• **Exercise aim**
Go through the entries below. Copy out every line that contains "definition".

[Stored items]
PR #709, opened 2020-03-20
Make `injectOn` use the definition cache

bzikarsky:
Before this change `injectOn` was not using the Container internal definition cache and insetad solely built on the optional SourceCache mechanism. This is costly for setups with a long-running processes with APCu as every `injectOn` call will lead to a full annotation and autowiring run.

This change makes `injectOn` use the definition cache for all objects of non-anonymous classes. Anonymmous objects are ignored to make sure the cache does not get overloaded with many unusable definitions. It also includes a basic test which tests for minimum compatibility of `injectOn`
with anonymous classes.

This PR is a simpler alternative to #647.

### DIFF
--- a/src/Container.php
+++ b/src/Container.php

• **Response to this task**
Make `injectOn` use the definition cache
Before this change `injectOn` was not using the Container internal definition cache and insetad solely built on the optional SourceCache mechanism. This is costly for setups with a long-running processes with APCu as every `injectOn` call will lead to a full annotation and autowiring run.
This change makes `injectOn` use the definition cache for all objects of non-anonymous classes. Anonymmous objects are ignored to make sure the cache does not get overloaded with many unusable definitions. It also includes a basic test which tests for minimum compatibility of `injectOn`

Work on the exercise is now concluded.